Stored data:
Issue #672, opened 2026-07-03
[feat] Deploy job summary auditability + version-check docs/script


brownm09:
Part of #670. Builds on the /version endpoints sub-issue (same parent).

## Scope

- Extend `deploy.yml`'s final `Print deployment URLs` step (in `deploy-production`) to also print
  the deployed SHA, short commit subject, and a commit link.
- Add a step that lists any `deploy.yml` runs on `main` that were `cancelled` since the last
  successful run, and for each, checks `git merge-base --is-ancestor <cancelled-sha> ${{
  github.sha }}` — reporting whether that cancelled run's changes made it into what actually
  shipped. Targets the exact gap from the 2026-07-03 incident (see #670): nothing today says
  whether a silently-cancelled deploy's changes were carried forward by a later one.
- Add `scripts/check-deployed-version.sh`: curls `/version` on prod + staging, both api and web
  (api requires a Cloud Run identity token, mirroring the existing smoke-test step; web is
  `--allow-unauthenticated`), then prints `git log -1` context for each SHA. Replaces the manual
  `gcloud run services describe` + hand cross-reference from the 2026-07-03 incident.
- Add `docs/runbooks/checking-deployed-version.md` (reference-style, like `observability.md` —
  severity N/A), documenting the endpoints and the script. Add to the index in
  `docs/runbooks/README.md`. Cross-link from `docs/runbooks/deploy-regression-rollback.md`'s
  Diagnosis step 2 as a faster alternative to `kubectl rollout history` + manual tag lookup.

## Acceptance criteria

- [ ] Deploy job summary shows the deployed SHA + commit link
- [ ] Cancelled-run ancestry audit step added and correctly reports non-ancestor cancellations
- [ ] `scripts/check-deployed-version.sh` added and dry-run against staging
- [ ] New runbook added, indexed, and cross-linked

PR #697, opened 2026-07-05
[feat] Deploy job summary auditability + version-check docs/script

brownm09:
## Summary

Sub-issue of #670; builds on #671 (merged in #686). Closes the CI-auditability half of #670's goal:

- Extends `deploy.yml`'s `deploy-production` job's final "Print deployment URLs" step to also print the deployed SHA, short commit subject, and a commit link.
- Adds a new "Audit cancelled deploy runs since last success" step: lists `deploy.yml` runs on `main` cancelled since the last successful run, and for each checks `git merge-base --is-ancestor <cancelled-sha> ${{ github.sha }}` — closing the exact gap from the 2026-07-03 incident where a silently-cancelled deploy's fate had to be checked by hand. Purely advisory (`continue-on-error: true`) — never gates an already-succeeded production deploy.
- Adds `scripts/check-deployed-version.sh`: curls `GET /version` on staging + production, api + web, mirroring the existing prod smoke-test's identity-token pattern for the api legs, and prints `git log -1` context for each returned SHA.
- Adds `docs/runbooks/checking-deployed-version.md` (reference-style, severity N/A, matching `observability.md`), indexed in `docs/runbooks/README.md` and `docs/README.md`, and cross-linked from `deploy-regression-rollback.md`'s Diagnosis step 2 as a faster alternative to `kubectl rollout history` + manual tag lookup.

## Acceptance criteria

- [x] Deploy job summary shows the deployed SHA + commit link
- [x] Cancelled-run ancestry audit step added and correctly reports non-ancestor cancellations
- [x] `scripts/check-deployed-version.sh` added and dry-run against staging
- [x] New runbook added, indexed, and cross-linked

## Notable implementation details

- `deploy-production`'s checkout now uses `fetch-depth: 0` (full history) — `git merge-base --is-ancestor` needs it against arbitrary historical SHAs; this repo is ~400 commits, so the cost is negligible.
- Deliberately did **not** add `actions: read` to the job's permissions — verified `staging.yml`'s `build-images` job already calls `gh run list` successfully with just `contents: read`/`id-token: write` today, and added a comment pointing at that precedent so it isn't "fixed" unnecessarily later.
- The audit step is careful about GitHub Actions' implicit `bash -eo pipefail` default: both `gh run list` calls are explicitly `||`-guarded (a bare `VAR=$(cmd)` isn't exempt from that default), and the per-run ancestry check is tested directly in an `if` condition (also exempt) rather than reading `$?` from a bare command, so a "not an ancestor" result (exit 1) can't abort the script.

## Testing

No application/TypeScript code is touched (CI YAML + bash + docs only), so no new automated test coverage applies — matches the existing precedent for `bootstrap-otel-secrets.sh`/`smoke-test-observability.sh`, which also shipped without dedicated tests.

- `npm run typecheck`: passed, unchanged (4/4 tasks successful — re-confirmed full cache hit after the review-fix commit, since no application code changed).
- `npm test`: **Tests: 440 passed, 0 skipped, 0 failed** (api suite, 96s; 12/12 turbo tasks successful overall, 7 cached).
- `bash -n scripts/check-deployed-version.sh`: syntax OK (re-checked after the review-fix refactor).
- **Live dry-run against real staging infra** (not just `--help`/syntax), re-run after the review-fix refactor: `bash scripts/check-deployed-version.sh --env staging --staging-service-account lifting-logbook-stg-cicd@lifting-logbook-staging.iam.gserviceaccount.com`. Web leg fully succeeded end-to-end — real URL, real `gitSha`, real `git log -1` context. The api leg correctly failed with the improved, more precise error message (confirming the gcloud-exit-status fix from review is live) — this is an IAM-grant gap on my personal dev identity, not a script defect.
- **Live-exercised the `deploy.yml` audit-step bash directly against the real repo** (this workflow has no `workflow_dispatch` trigger, so it can't be dry-run in Actions itself), both before and after the review fixes: confirmed `gh run list --created`/`--jq` return correct data, forced all three ancestry-check branches (yes/no/error), and re-verified the `>=`/`--limit 100` boundary fix against a real cancelled run that appeared mid-session (PR #691) — correctly resolved as an ancestor of `origin/main`'s actual tip. Caught and fixed two real bugs this way: the `TITLE` pipe-escaping four-backslash requirement (pre-review), and confirmed the `--created` filter is timestamp-precise, not day-truncated, empirically (during review-fix verification).

Suppression / test-integrity / lockfile-drift pre-PR greps: all clean (no `package.json` changes either, so lockfile check is N/A).

`/review` ran two parallel passes (correctness/security; reliability/performance/maintainability — full report: [PR comment](https://github.com/brownm09/lifting-logbook/pull/697#issuecomment-4887835231)). All findings were fixed in this PR, none filed/deferred:

| Finding | Severity | Fixed in |
|---|---|---|
| SHA/subject summary step missing `continue-on-error`, inconsistent with file philosophy | Blocking [correctness] | `9cb5cad` |
| Cancelled-run query missing explicit `--limit` (default-30 truncation risk) | Blocking [reliability] | `9cb5cad` |
| `gcloud` calls only checked emptiness, not actual exit status | Blocking [reliability] | `9cb5cad` |
| curl status/body fetched via two separate requests (TOCTOU gap) | Non-blocking [correctness] | `9cb5cad` |
| `--created` used strict `>` (same-second boundary gap) | Non-blocking [correctness] | `9cb5cad` |
| `rc=$?` capture fragility (comment-only fix — declined the suggested restructuring, which would reintroduce the `set -e` bug this code avoids) | Non-blocking [correctness] | `9cb5cad` |
| `check_web`/`check_api` ~90% duplicated | Non-blocking [maintainability] | `9cb5cad` |
| Tab-delimited field extraction via `%%`/`##` was fragile | Non-blocking [maintainability] | `9cb5cad` |
| Runbook didn't distinguish job-summary SHA vs. script's live SHA | Non-blocking [documentation] | `9cb5cad` |
| `docs/README.md`'s runbooks index missing the new runbook | Non-blocking [documentation] | `9cb5cad` |

All fixes re-verified live against real staging infrastructure and real repo/`gh` data (details in Testing above), not just re-read.

### DIFF
--- a/.github/workflows/deploy.yml
+++ b/.github/workflows/deploy.yml
@@ -1232,6 +1232,11 @@ jobs:
             --wait --timeout=5m
 
       - name: Print deployment URLs and deployed version
+        # This is a post-deploy reporting step, exactly like the audit step below — the
+        # production deploy has already fully succeeded by the time this runs, so a git
+        # hiccup here (e.g. an unresolvable SHA) must never turn an already-green deploy
+        # red (#697 review).
+        continue-on-error: true
         run: |
           SHORT_SHA=$(git rev-parse --short "${{ github.sha }}")
           SUBJECT=$(git log -1 --format='%s' "${{ github.sha }}")
@@ -1288,9 +1293,21 @@ jobs:
 
           # select() excludes this in-progress run itself — belt and suspenders, since a
           # run in progress cannot yet show status=cancelled, but cheap to guard anyway.
+          # (A run's status is exactly one of success/cancelled/etc, so it can never also
+          # match the earlier success-run query — no double-count risk from that side.)
+          #
+          # >= (not strict >) on --created: gh's --created filter is timestamp-precise, not
+          # day-truncated (verified empirically against this repo's own run history), but a
+          # cancelled run created in the SAME SECOND as the last success would be excluded
+          # by strict >. >= closes that gap safely — it can never re-include the success run
+          # itself, since that run's status is "success", not "cancelled" (#697 review).
+          #
+          # Explicit --limit: without it, gh defaults to 30, which could silently truncate
+          # the audit during exactly the burst-cancellation scenario (#401) it exists to
+          # catch. 100 comfortably covers any realistic gap between successful deploys.
           CANCELLED_TSV=$(gh run list --repo "${{ github.repository }}" \
             --workflow deploy.yml --branch main --status cancelled \
-            --created ">${LAST_SUCCESS_CREATED}" \
+            --created ">=${LAST_SUCCESS_CREATED}" --limit 100 \
             --json databaseId,headSha,displayTitle \
             --jq "[.[] | select(.databaseId != ${{ github.run_id }})] | .[] | [.databaseId, .headSha, .displayTitle] | @tsv") || {
             echo ":warning: \`gh run list\` failed listing cancelled runs — skipping this audit (advisory; does not affect the deploy)." >> "$GITHUB_STEP_SUMMARY"
@@ -1329,6 +1346,10 @@ jobs:
             if git merge-base --is-ancestor "$SHA" "${{ github.sha }}" 2>/dev/null; then
               echo "| [${RUN_ID}](${RUN_URL}) — ${TITLE} | \`${SHORT}\` | :white_check_mark: yes |" >> "$GITHUB_STEP_SUMMARY"
             else
+              # rc=$? MUST be the first statement in this branch — it captures the
+              # merge-base call's exit code above. Inserting any command (even an echo)
+              # before this line would clobber $? and silently misclassify every
+              # non-ancestor (128 vs 1) — do not add anything above this line (#697 review).
               rc=$?
               if [ "$rc" -eq 1 ]; then
                 echo "| [${RUN_ID}](${RUN_URL}) — ${TITLE} | \`${SHORT}\` | :rotating_light: **NO — investigate** |" >> "$GITHUB_STEP_SUMMARY"
--- a/.github/workflows/deploy.yml
+++ b/.github/workflows/deploy.yml
@@ -854,6 +854,9 @@ jobs:
         needs.preflight.outputs.staging_enabled != 'true' ||
         needs.smoke-test.result == 'success'
       )
+    # gh run list (used by the cancelled-run ancestry audit near the end of this job)
+    # works with contents: read alone — see staging.yml's build-images job for the
+    # identical working precedent. Do not add actions: read for it.
     permissions:
       contents: read
       id-token: write
@@ -861,6 +864,13 @@ jobs:
 
     steps:
       - uses: actions/checkout@v5
+        with:
+          # Full history, not the default shallow depth-1 clone: the cancelled-run
+          # ancestry audit below runs `git merge-base --is-ancestor` against SHAs
+          # that can be many commits back, which a shallow clone can't resolve
+          # reliably. This repo's entire history is ~400 commits, so the extra
+          # clone cost is negligible against this job's 45-minute budget (#672).
+          fetch-depth: 0
 
       - name: Authenticate to GCP (production)
         uses: google-github-actions/auth@v3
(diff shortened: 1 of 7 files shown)


brownm09:
## Review: [feat] Deploy job summary auditability + version-check docs/script

### Summary
Well-scoped CI/tooling/docs PR implementing all 4 items from issue #672. Two parallel review passes (correctness/security; reliability/performance/maintainability) found no security issues but surfaced several real correctness and reliability gaps in the new CI step and script — most notably an inconsistent `continue-on-error` application and an unbounded `gh run list` query that could silently truncate the exact incident scenario the audit exists to catch. All findings below have been fixed and re-verified live against the real repo/staging infrastructure (not just re-read). Ready to merge after this comment.

---

### Blocking Findings

**[correctness]** `.github/workflows/deploy.yml` — "Print deployment URLs and deployed version" step
Runs `git rev-parse`/`git log` under GitHub Actions' implicit `bash -eo pipefail` with no `continue-on-error`, while the very next step (and the file's general philosophy for post-deploy reporting steps) is explicitly "never gate an already-succeeded production deploy on a reporting step." A git hiccup here would fail an already-green production deploy purely on a summary line.
**Fix:** Added `continue-on-error: true` to this step, consistent with the audit step and the file's stated philosophy.

**[reliability]** `.github/workflows/deploy.yml` — cancelled-runs `gh run list` query
Had no explicit `--limit`, defaulting to `gh`'s built-in cap of 30. During a burst-cancellation incident (exactly the #401 scenario this audit targets), more than 30 cancelled runs since the last success would silently truncate the results — the one case the audit exists to catch.
**Fix:** Added explicit `--limit 100`.

**[reliability]** `scripts/check-deployed-version.sh` — `gcloud` calls
`gcloud run services describe` and `gcloud auth print-identity-token` only checked whether their output was empty, not their actual exit status — a denied/erroring call and a call that legitimately returns nothing produced the same (misleading) message.
**Fix:** Both now check the real exit status (`if ! VAR=$(cmd); then ...`) and report a distinct message for "command failed" vs. "command succeeded but returned nothing."

---

### Non-Blocking Findings

**[correctness]** `scripts/check-deployed-version.sh` — status/body fetched via two separate curl requests
A rolling deploy could swap revisions between the status-check request and the body-fetch request, producing a status/body mismatch.
**Fix:** Combined into a single `curl -w '\n%{http_code}'` request, split after the fact.

**[correctness]** `.github/workflows/deploy.yml` — cancelled-run query used strict `>` on `--created`
Empirically confirmed `gh run list --created` is timestamp-precise (not day-truncated), narrowing this to a same-second boundary edge case, but a cancelled run created in the exact same second as the last success would still be excluded.
**Fix:** Switched to `>=` — safe since a run's status is exactly one of success/cancelled, so this can never double-count the success run itself.

**[correctness]** `.github/workflows/deploy.yml` — `rc=$?` capture fragility
Reviewer suggested restructuring to capture `$?` outside the `if` condition — verified this would reintroduce the exact `set -e` abort-on-nonzero bug the current structure was designed to avoid (a bare command between `else` and `rc=$?` is safe; a bare command before an `if` is not). Declined the literal suggestion.
**Fix:** Added a comment instead, making explicit that `rc=$?` must remain the branch's first statement.

**[maintainability]** `scripts/check-deployed-version.sh` — `check_web`/`check_api` ~90% duplicated
Identical URL resolution, status/body handling, and output formatting repeated in both functions.
**Fix:** Factored into shared `resolve_service_url` / `fetch_version` / `report_version` helpers; `check_web`/`check_api` now differ only in the identity-token step.

**[maintainability]** `scripts/check-deployed-version.sh` — tab-delimited field extraction via `${parsed%%...}`/`${parsed##...}`
Fragile and non-obvious; a future third field would silently corrupt this.
**Fix:** Replaced with `IFS=$'\t' read -r sha nodeenv <<< "$parsed"`.

**[documentation]** `docs/runbooks/checking-deployed-version.md` — job-summary SHA vs. script's live SHA
These answer different questions (what a run *deployed* vs. what's *live now*) and can diverge (staging skip-build reuse) without anything calling that out.
**Fix:** Added a clarifying note to the runbook.

**[documentation]** `docs/README.md` — runbooks index table missing the new runbook
This repo has two runbook indexes (`docs/README.md` and `docs/runbooks/README.md`); only the latter was updated in the original commit.
**Fix:** Added a row to `docs/README.md`, matching how the existing `Observability` reference doc is indexed there.

---

### Style Notes
No style findings — comment density in the new CI step and script is justified given the number of genuinely non-obvious bash/`gh`/`set -e` interactions being documented (both reviewers independently confirmed this rather than flagging it as noise).

---

### Findings Disposition

All 9 findings above were fixed in this PR (commit `9cb5cad`) and re-verified live:
- `bash -n` + `js-yaml` parse checks passed on both changed files.
- The refactored script was re-run against real staging infrastructure (`--env staging`): web leg fully succeeded end-to-end (real URL, real `gitSha`, real `git log` context); api leg failed with the improved, more precise error message (confirmed the exit-status fix is live).
- The updated `deploy.yml` audit-step bash (the `>=`/`--limit` change) was re-exercised directly against the real repo's `gh run list` data — including a real cancelled run that appeared mid-session (PR #691's declarationMap fix) — and correctly resolved as an ancestor against `origin/main`'s actual tip.
- `npm run typecheck` re-confirmed unaffected (full cache hit — no application code touched by any of the fixes).

No findings were filed/deferred — none required a product decision or fell outside this PR's scope.

---

*Reviewed by `claude-opus-4-8` (2 parallel subagents) via Claude Code*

TASK BRIEF: Which lines above hold the string "clone"? Please copy all of them.

YOUR RESPONSE:
+          # Full history, not the default shallow depth-1 clone: the cancelled-run
+          # that can be many commits back, which a shallow clone can't resolve
+          # clone cost is negligible against this job's 45-minute budget (#672).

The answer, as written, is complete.